PR #20, opened 2024-05-06
NPI-3290 Clearer error on empty Sinex header

treefern:
Raise a clearer error (referencing the source file if possible) when an empty Sinex header is encountered.


jashlearn:
This looks pretty decent. Out of interest do you have an example of a failing file that we can look at? I'm just wondering about the error message. It somehow feels unlikely that we see a header line that contains `%=SNX` only (which is a true empty header line) compared to a file that is either completely empty or is missing the header and doesn't have `%=SNX` anywhere. In which case we might want to be doing a test immediately after the search for the start of the header and providing a "missing header" error message at that point.

ronaldmaj (approved):
A nice catch for the SNX header - happy for this to go in

PR #57, opened 2024-09-19
SP3 clock normalisation & Helmert transformation

EugeneDu-GA:
Enable clock normalisation and Helmert transformation with sp3_difference


ronaldmaj (approved):
This looks good to me. I've done a check for other functions that call `gn_io.clk.sv_clocks` but I don't see anything else.
There is already a unit test for `compare_clk()` so that's covered, but I cannot say anything about `sp3_difference()` or `clk_difference()`. If it's working as expected for your purposes then I think that's fine.
I would look at putting through unit tests for these two functions (doesn't have to be in this PR)

gnssanalysis/gn_io/sp3.py
```diff
@@ -809,17 +809,36 @@ def sp3merge(
...
+
+    :param DataFrame a: The sp3_a DataFrame.
+    :param DataFrame b : The sp3_b DataFrame.
+    :param bool epochwise: Epochwise HLM transformation.
+
+    :return tuple[pandas.DataFrame, list]: A tuple containing the updated sp3_b DataFrame and the HLM array with applied computed parameters and residuals.
+    """
+    if epochwise:
+        for epoch in b.index.get_level_values("J2000").unique():
+            b.loc[epoch].iloc[:, :3], hlm = hlm_trans(a.loc[epoch].EST[["X", "Y", "Z"]].values, b.loc[epoch].EST[["X", "Y", "Z"]].values)  # Eugene: hlm will be overwritten in the loop
```
seballgeyer, line 838: I suppose you want hlm to be define first (before the if statement)
```python
hlm=[]
```
and in the for loop have:
```python
b.loc[epoch].iloc[:, :3], hlm_epoch = .... 
```
followed by 
```python
hlm.append(hlm_epoch)
```

seballgeyer (changes requested):

ronaldmaj (approved):
As I said before, I think this is in a good enough state to go in, but I would wait on @seballgeyer to give his final approval before merging in

The one thing I would like to see is unit tests on functions that were touched here, but perhaps that could be done in a more wide-ranging PR that creates unit tests for a whole range of functions

seballgeyer (approved):

PR #59, opened 2024-10-16
NPI-3547 Attempt to address SP3 flag rendering related crash

treefern:
This change:
- Adds checks for SP3 flag values (during SP3 writing).
- Makes datatypes explicit while concatenating flags into a single column for rendering reasons. Hopefully a recent crash related to that will be addressed by this change (see corresponding ticket number for details).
■ ■ ■ ■ ■ ■ ■
Each entry above needs to be duplicated verbatim.

:: COMPLETED TASK ::
PR #20, opened 2024-05-06
NPI-3290 Clearer error on empty Sinex header

treefern:
Raise a clearer error (referencing the source file if possible) when an empty Sinex header is encountered.


jashlearn:
This looks pretty decent. Out of interest do you have an example of a failing file that we can look at? I'm just wondering about the error message. It somehow feels unlikely that we see a header line that contains `%=SNX` only (which is a true empty header line) compared to a file that is either completely empty or is missing the header and doesn't have `%=SNX` anywhere. In which case we might want to be doing a test immediately after the search for the start of the header and providing a "missing header" error message at that point.

ronaldmaj (approved):
A nice catch for the SNX header - happy for this to go in

PR #57, opened 2024-09-19
SP3 clock normalisation & Helmert transformation

EugeneDu-GA:
Enable clock normalisation and Helmert transformation with sp3_difference


ronaldmaj (approved):
This looks good to me. I've done a check for other functions that call `gn_io.clk.sv_clocks` but I don't see anything else.
There is already a unit test for `compare_clk()` so that's covered, but I cannot say anything about `sp3_difference()` or `clk_difference()`. If it's working as expected for your purposes then I think that's fine.
I would look at putting through unit tests for these two functions (doesn't have to be in this PR)

gnssanalysis/gn_io/sp3.py
```diff
@@ -809,17 +809,36 @@ def sp3merge(
...
+
+    :param DataFrame a: The sp3_a DataFrame.
+    :param DataFrame b : The sp3_b DataFrame.
+    :param bool epochwise: Epochwise HLM transformation.
+
+    :return tuple[pandas.DataFrame, list]: A tuple containing the updated sp3_b DataFrame and the HLM array with applied computed parameters and residuals.
+    """
+    if epochwise:
+        for epoch in b.index.get_level_values("J2000").unique():
+            b.loc[epoch].iloc[:, :3], hlm = hlm_trans(a.loc[epoch].EST[["X", "Y", "Z"]].values, b.loc[epoch].EST[["X", "Y", "Z"]].values)  # Eugene: hlm will be overwritten in the loop
```
seballgeyer, line 838: I suppose you want hlm to be define first (before the if statement)
```python
hlm=[]
```
and in the for loop have:
```python
b.loc[epoch].iloc[:, :3], hlm_epoch = .... 
```
followed by 
```python
hlm.append(hlm_epoch)
```

seballgeyer (changes requested):

ronaldmaj (approved):
As I said before, I think this is in a good enough state to go in, but I would wait on @seballgeyer to give his final approval before merging in

The one thing I would like to see is unit tests on functions that were touched here, but perhaps that could be done in a more wide-ranging PR that creates unit tests for a whole range of functions

seballgeyer (approved):

PR #59, opened 2024-10-16
NPI-3547 Attempt to address SP3 flag rendering related crash

treefern:
This change:
- Adds checks for SP3 flag values (during SP3 writing).
- Makes datatypes explicit while concatenating flags into a single column for rendering reasons. Hopefully a recent crash related to that will be addressed by this change (see corresponding ticket number for details).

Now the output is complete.